__PROBLEM DETAILS__
What you give back must match the records below exactly.

________________________

PR #2739, opened 2023-03-02
Role assignment UI

allisonking:
Closes https://github.com/ethyca/fidesplus/issues/641

~~This branches off of multiple branches, so the diff will be unseemly until those branches are merged~~

Branches are merged, though commit history has many of the commits from https://github.com/ethyca/fides/pull/2682 because of the squashed merge + I'm not good enough at rebasing 🙃 

### Code Changes

* [ ] See the ticket

### Steps to Confirm

### Pre-Merge Checklist

* Documentation:
* [x] Update `CHANGELOG.md`

### Description Of Changes


clients/admin-ui/src/features/common/nav/v2/nav-config.test.ts
```diff
@@ -57,8 +57,8 @@ describe.skip("configureNavGroups", () => {
       config: NAV_CONFIG,
       hasSystems: true,
       userScopes: [
-        ScopeRegistryEnum.CLI_OBJECTS_CREATE,
-        ScopeRegistryEnum.CLI_OBJECTS_READ,
+        ScopeRegistryEnum.SYSTEM_CREATE,
+        ScopeRegistryEnum.SYSTEM_READ,
```
allisonking, line 61: I didn't follow too closely the decisions made last week, but I wonder if the latest in `main` would mean we wouldn't have to do this here? might be worth a merge to see if the tests "just pass"

clients/admin-ui/src/features/user-management/AssignSystemsTable.tsx
```diff
@@ -66,9 +56,14 @@ export const AssignSystemsDeleteTable = () => {
                 aria-label="Unassign system from user"
                 icon={<TrashCanSolidIcon />}
                 size="xs"
-                onClick={() => handleDelete(system)}
+                onClick={removeSystemModal.onOpen}
                 data-testid="unassign-btn"
               />
+              <RemoveSystemModal
```
allisonking, line 62: I'd prefer if we're able to use the `ConfirmationModal` in `common` just so that if we have to update our confirmation modals we can do it all in once place. but let me know if there's a good reason to keep this one as a separate component 👍

clients/admin-ui/src/features/user-management/NewUserForm.tsx
```diff
@@ -20,9 +23,11 @@ const NewUserForm = () => {
 
   const handleSubmit = (values: FormValues) => {
     const b64Password = utf8ToB64(values.password);
-    return createUser({ ...values, password: b64Password });
+    createUser({ ...values, password: b64Password });
+    router.push(`${USER_MANAGEMENT_ROUTE}`);
   };
 
+  // @ts-ignore
```
allisonking, line 30: is there a reason for this ts-ignore?

clients/admin-ui/src/features/user-management/NewUserForm.tsx
```diff
@@ -20,9 +23,11 @@ const NewUserForm = () => {
 
   const handleSubmit = (values: FormValues) => {
     const b64Password = utf8ToB64(values.password);
-    return createUser({ ...values, password: b64Password });
+    createUser({ ...values, password: b64Password });
+    router.push(`${USER_MANAGEMENT_ROUTE}`);
```
allisonking, line 27: I think we may still want the nice toasts that indicate the user was created successfully here. also I think we may want to redirect to the profile of this user? are we able to grab their created id from `createUser` and then build the URL off of that?

clients/admin-ui/src/features/user-management/PasswordManagement.tsx
```diff
@@ -1,39 +1,61 @@
...
+    <Box>
+      {activeUserId ? (
+        <HStack>
+          {isOwnProfile ? <UpdatePasswordModal id={activeUserId} /> : null}
+          <Restrict scopes={[ScopeRegistryEnum.USER_PASSWORD_RESET]}>
+            <NewPasswordModal id={activeUserId} />
+          </Restrict>
+
+          {!isNewUser && user ? (
+            <Box>
```
allisonking, line 45: I'd prefer to have this delete button not inside `PasswordManagement` since it doesn't have to do with password management. can we hoist it to be a sibling?

clients/admin-ui/src/features/user-management/RemoveSystemModal.tsx
```diff
@@ -0,0 +1,88 @@
...
+import { errorToastParams, successToastParams } from "~/features/common/toast";
+import { System } from "~/types/api";
+
+import { useRemoveUserManagedSystemMutation } from "./user-management.slice";
+
+const useRemoveSystemModal = ({ onClose }: { onClose: () => void }) => {
+  const toast = useToast();
+  const [removeUserManagedSystemTrigger] = useRemoveUserManagedSystemMutation();
+
+  const handleRemoveSystem = async (system: System, activeUserId?: string) => {
```
allisonking, line 27: if you replace this with the ConfirmationModal, you could pass this func into the modal's `onConfirm`

clients/admin-ui/src/features/user-management/UserForm.tsx
```diff
@@ -84,28 +97,50 @@ const UserForm = ({
...
+                  display="flex"
+                  alignItems="center"
+                  fontSize="sm"
+                  fontWeight="semibold"
+                >
+                  Profile
+                </Text>
+                <Box marginLeft="auto">
+                  <PasswordManagement user={user} isNewUser={isNewUser} />
+                </Box>
```
allisonking, line 112: can the delete icon go here?

clients/admin-ui/src/features/user-management/UserForm.tsx
```diff
@@ -47,6 +57,7 @@ export interface Props {
 }
 
 const UserForm = ({
+  user,
```
allisonking, line 60: hmm why do we want the `user` here?

clients/admin-ui/src/types/api/models/RolesDataMapping.ts
```diff
@@ -0,0 +1,38 @@
+import { RoleRegistryEnum } from "~/types/api";
+
+export const ROLES = [
```
allisonking, line 3: good call moving this into its own file!

clients/admin-ui/src/types/api/models/ScopeRegistryEnum.ts
```diff
@@ -60,6 +56,7 @@ export enum ScopeRegistryEnum {
   STORAGE_CREATE_OR_UPDATE = "storage:create_or_update",
   STORAGE_DELETE = "storage:delete",
   STORAGE_READ = "storage:read",
+  SYSTEM_READ = "system:read",
```
allisonking, line 59: hmm was this added recently? I remember thinking it wasn't a thing

allisonking (commented):
haven't tested it yet, but just leaving some code comments for now! nice work picking this up 💯

clients/admin-ui/src/features/common/nav/v2/nav-config.test.ts
eastandwestwind: Agree, this is not needed after pulling in latest from Dawn's branch.

clients/admin-ui/src/features/user-management/NewUserForm.tsx
eastandwestwind: nope, this can be removed!

clients/admin-ui/src/features/user-management/AssignSystemsTable.tsx
eastandwestwind: Sure thing, let me see about replacing this with our `ConfirmationModal`

clients/admin-ui/src/features/user-management/NewUserForm.tsx
eastandwestwind: Good call, I'll update to redirect to user profile, and add back the toasts for successful user creation

clients/admin-ui/src/features/user-management/UserForm.tsx
eastandwestwind: we need `user` in `PasswordManagement` -> `DeleteUserModal`. If we move the `DeleteUserModal` out of `PasswordManagement`, we'll still need a `user` passed in here, I believe

clients/admin-ui/src/types/api/models/ScopeRegistryEnum.ts
eastandwestwind: It's added in Dawn's BE work here- https://github.com/ethyca/fides/pull/2714/files#diff-64b8825251ee956a60b62e71f974e359f0b540694f46dd581d2b524c2a94617bR184

clients/admin-ui/src/features/user-management/PasswordManagement.tsx
eastandwestwind: Absolutely. This makes a lot more sense to me, thanks!

pattisdr:
There are these role descriptions hanging out on the right with Owner text duplicated in each of them - 

Screenshot 2023-03-14 at 10 20 08 AM

pattisdr:
I'm assuming this is pre-existing behavior, but the backend only allows the first name and last name of a user to be edited here after it's created, not the username.  Should we disable the username from being edited here? It gives the appearance you can edit but you can't.  This could be reticketed.


Screenshot 2023-03-14 at 11 04 45 AM

eastandwestwind:
@pattisdr I went ahead and updated the username form field to be disabled after the user is created
Screenshot 2023-03-14 at 5 18 45 PM

pattisdr:
Bravo! You're addressing changes faster than I'm finding them.

pattisdr:
I do think this should be reticketed: Saving changes on ctl datasets when you don't have permissions shows a green popup that you "Success: Successfully modified collection" although the API request returned a 403 and no data changed.


Screenshot 2023-03-14 at 11 22 46 AM

eastandwestwind:
@pattisdr ticketed here- https://github.com/ethyca/fides/issues/2827

pattisdr:
This is looking really good @allisonking and @eastandwestwind.

I've reticketed separate backend work here https://github.com/ethyca/fidesplus/issues/683

allisonking:
Great work, @eastandwestwind ! I went in and QA'd and fixed up a few things:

________________________

__ANSWER SPACE__
PR #2739, opened 2023-03-02
Role assignment UI

allisonking:
Closes https://github.com/ethyca/fidesplus/issues/641

~~This branches off of multiple branches, so the diff will be unseemly until those branches are merged~~

Branches are merged, though commit history has many of the commits from https://github.com/ethyca/fides/pull/2682 because of the squashed merge + I'm not good enough at rebasing 🙃 

### Code Changes

* [ ] See the ticket

### Steps to Confirm

### Pre-Merge Checklist

* Documentation:
* [x] Update `CHANGELOG.md`

### Description Of Changes


clients/admin-ui/src/features/common/nav/v2/nav-config.test.ts
```diff
@@ -57,8 +57,8 @@ describe.skip("configureNavGroups", () => {
       config: NAV_CONFIG,
       hasSystems: true,
       userScopes: [
-        ScopeRegistryEnum.CLI_OBJECTS_CREATE,
-        ScopeRegistryEnum.CLI_OBJECTS_READ,
+        ScopeRegistryEnum.SYSTEM_CREATE,
+        ScopeRegistryEnum.SYSTEM_READ,
```
allisonking, line 61: I didn't follow too closely the decisions made last week, but I wonder if the latest in `main` would mean we wouldn't have to do this here? might be worth a merge to see if the tests "just pass"

clients/admin-ui/src/features/user-management/AssignSystemsTable.tsx
```diff
@@ -66,9 +56,14 @@ export const AssignSystemsDeleteTable = () => {
                 aria-label="Unassign system from user"
                 icon={<TrashCanSolidIcon />}
                 size="xs"
-                onClick={() => handleDelete(system)}
+                onClick={removeSystemModal.onOpen}
                 data-testid="unassign-btn"
               />
+              <RemoveSystemModal
```
allisonking, line 62: I'd prefer if we're able to use the `ConfirmationModal` in `common` just so that if we have to update our confirmation modals we can do it all in once place. but let me know if there's a good reason to keep this one as a separate component 👍

clients/admin-ui/src/features/user-management/NewUserForm.tsx
```diff
@@ -20,9 +23,11 @@ const NewUserForm = () => {
 
   const handleSubmit = (values: FormValues) => {
     const b64Password = utf8ToB64(values.password);
-    return createUser({ ...values, password: b64Password });
+    createUser({ ...values, password: b64Password });
+    router.push(`${USER_MANAGEMENT_ROUTE}`);
   };
 
+  // @ts-ignore
```
allisonking, line 30: is there a reason for this ts-ignore?

clients/admin-ui/src/features/user-management/NewUserForm.tsx
```diff
@@ -20,9 +23,11 @@ const NewUserForm = () => {
 
   const handleSubmit = (values: FormValues) => {
     const b64Password = utf8ToB64(values.password);
-    return createUser({ ...values, password: b64Password });
+    createUser({ ...values, password: b64Password });
+    router.push(`${USER_MANAGEMENT_ROUTE}`);
```
allisonking, line 27: I think we may still want the nice toasts that indicate the user was created successfully here. also I think we may want to redirect to the profile of this user? are we able to grab their created id from `createUser` and then build the URL off of that?

clients/admin-ui/src/features/user-management/PasswordManagement.tsx
```diff
@@ -1,39 +1,61 @@
...
+    <Box>
+      {activeUserId ? (
+        <HStack>
+          {isOwnProfile ? <UpdatePasswordModal id={activeUserId} /> : null}
+          <Restrict scopes={[ScopeRegistryEnum.USER_PASSWORD_RESET]}>
+            <NewPasswordModal id={activeUserId} />
+          </Restrict>
+
+          {!isNewUser && user ? (
+            <Box>
```
allisonking, line 45: I'd prefer to have this delete button not inside `PasswordManagement` since it doesn't have to do with password management. can we hoist it to be a sibling?

clients/admin-ui/src/features/user-management/RemoveSystemModal.tsx
```diff
@@ -0,0 +1,88 @@
...
+import { errorToastParams, successToastParams } from "~/features/common/toast";
+import { System } from "~/types/api";
+
+import { useRemoveUserManagedSystemMutation } from "./user-management.slice";
+
+const useRemoveSystemModal = ({ onClose }: { onClose: () => void }) => {
+  const toast = useToast();
+  const [removeUserManagedSystemTrigger] = useRemoveUserManagedSystemMutation();
+
+  const handleRemoveSystem = async (system: System, activeUserId?: string) => {
```
allisonking, line 27: if you replace this with the ConfirmationModal, you could pass this func into the modal's `onConfirm`

clients/admin-ui/src/features/user-management/UserForm.tsx
```diff
@@ -84,28 +97,50 @@ const UserForm = ({
...
+                  display="flex"
+                  alignItems="center"
+                  fontSize="sm"
+                  fontWeight="semibold"
+                >
+                  Profile
+                </Text>
+                <Box marginLeft="auto">
+                  <PasswordManagement user={user} isNewUser={isNewUser} />
+                </Box>
```
allisonking, line 112: can the delete icon go here?

clients/admin-ui/src/features/user-management/UserForm.tsx
```diff
@@ -47,6 +57,7 @@ export interface Props {
 }
 
 const UserForm = ({
+  user,
```
allisonking, line 60: hmm why do we want the `user` here?

clients/admin-ui/src/types/api/models/RolesDataMapping.ts
```diff
@@ -0,0 +1,38 @@
+import { RoleRegistryEnum } from "~/types/api";
+
+export const ROLES = [
```
allisonking, line 3: good call moving this into its own file!

clients/admin-ui/src/types/api/models/ScopeRegistryEnum.ts
```diff
@@ -60,6 +56,7 @@ export enum ScopeRegistryEnum {
   STORAGE_CREATE_OR_UPDATE = "storage:create_or_update",
   STORAGE_DELETE = "storage:delete",
   STORAGE_READ = "storage:read",
+  SYSTEM_READ = "system:read",
```
allisonking, line 59: hmm was this added recently? I remember thinking it wasn't a thing

allisonking (commented):
haven't tested it yet, but just leaving some code comments for now! nice work picking this up 💯

clients/admin-ui/src/features/common/nav/v2/nav-config.test.ts
eastandwestwind: Agree, this is not needed after pulling in latest from Dawn's branch.

clients/admin-ui/src/features/user-management/NewUserForm.tsx
eastandwestwind: nope, this can be removed!

clients/admin-ui/src/features/user-management/AssignSystemsTable.tsx
eastandwestwind: Sure thing, let me see about replacing this with our `ConfirmationModal`

clients/admin-ui/src/features/user-management/NewUserForm.tsx
eastandwestwind: Good call, I'll update to redirect to user profile, and add back the toasts for successful user creation

clients/admin-ui/src/features/user-management/UserForm.tsx
eastandwestwind: we need `user` in `PasswordManagement` -> `DeleteUserModal`. If we move the `DeleteUserModal` out of `PasswordManagement`, we'll still need a `user` passed in here, I believe

clients/admin-ui/src/types/api/models/ScopeRegistryEnum.ts
eastandwestwind: It's added in Dawn's BE work here- https://github.com/ethyca/fides/pull/2714/files#diff-64b8825251ee956a60b62e71f974e359f0b540694f46dd581d2b524c2a94617bR184

clients/admin-ui/src/features/user-management/PasswordManagement.tsx
eastandwestwind: Absolutely. This makes a lot more sense to me, thanks!

pattisdr:
There are these role descriptions hanging out on the right with Owner text duplicated in each of them - 

Screenshot 2023-03-14 at 10 20 08 AM

pattisdr:
I'm assuming this is pre-existing behavior, but the backend only allows the first name and last name of a user to be edited here after it's created, not the username.  Should we disable the username from being edited here? It gives the appearance you can edit but you can't.  This could be reticketed.


Screenshot 2023-03-14 at 11 04 45 AM

eastandwestwind:
@pattisdr I went ahead and updated the username form field to be disabled after the user is created
Screenshot 2023-03-14 at 5 18 45 PM

pattisdr:
Bravo! You're addressing changes faster than I'm finding them.

pattisdr:
I do think this should be reticketed: Saving changes on ctl datasets when you don't have permissions shows a green popup that you "Success: Successfully modified collection" although the API request returned a 403 and no data changed.


Screenshot 2023-03-14 at 11 22 46 AM

eastandwestwind:
@pattisdr ticketed here- https://github.com/ethyca/fides/issues/2827

pattisdr:
This is looking really good @allisonking and @eastandwestwind.

I've reticketed separate backend work here https://github.com/ethyca/fidesplus/issues/683

allisonking:
Great work, @eastandwestwind ! I went in and QA'd and fixed up a few things:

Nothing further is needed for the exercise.